__Work order__
Every line of the material that mentions the word "features" should be copied out.

Start of Extracted material

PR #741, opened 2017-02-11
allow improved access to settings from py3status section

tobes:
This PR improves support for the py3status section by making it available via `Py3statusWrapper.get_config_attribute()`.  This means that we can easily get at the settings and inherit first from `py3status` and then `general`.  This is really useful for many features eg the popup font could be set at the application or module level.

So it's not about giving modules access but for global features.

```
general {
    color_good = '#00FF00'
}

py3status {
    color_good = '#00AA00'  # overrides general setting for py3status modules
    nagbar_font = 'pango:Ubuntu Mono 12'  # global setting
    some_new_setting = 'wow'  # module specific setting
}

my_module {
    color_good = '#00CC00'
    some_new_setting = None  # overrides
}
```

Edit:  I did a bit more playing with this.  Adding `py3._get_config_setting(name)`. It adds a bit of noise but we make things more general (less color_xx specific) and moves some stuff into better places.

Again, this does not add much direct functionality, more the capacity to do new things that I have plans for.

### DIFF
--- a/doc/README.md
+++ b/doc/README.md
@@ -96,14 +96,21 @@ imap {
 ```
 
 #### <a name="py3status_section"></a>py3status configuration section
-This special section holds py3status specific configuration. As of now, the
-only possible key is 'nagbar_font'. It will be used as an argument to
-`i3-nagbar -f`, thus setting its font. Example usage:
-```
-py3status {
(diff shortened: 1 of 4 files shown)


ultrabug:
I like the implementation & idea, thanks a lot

End of Extracted material
Start of Extracted material

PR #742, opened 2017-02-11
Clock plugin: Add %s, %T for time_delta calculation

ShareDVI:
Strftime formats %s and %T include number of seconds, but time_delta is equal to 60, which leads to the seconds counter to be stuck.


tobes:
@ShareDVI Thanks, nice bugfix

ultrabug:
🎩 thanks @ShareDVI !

End of Extracted material
Start of Extracted material

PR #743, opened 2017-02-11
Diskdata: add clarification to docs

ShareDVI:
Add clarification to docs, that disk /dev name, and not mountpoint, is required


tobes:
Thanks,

End of Extracted material

__Exercise solution__
This PR improves support for the py3status section by making it available via `Py3statusWrapper.get_config_attribute()`.  This means that we can easily get at the settings and inherit first from `py3status` and then `general`.  This is really useful for many features eg the popup font could be set at the application or module level.
So it's not about giving modules access but for global features.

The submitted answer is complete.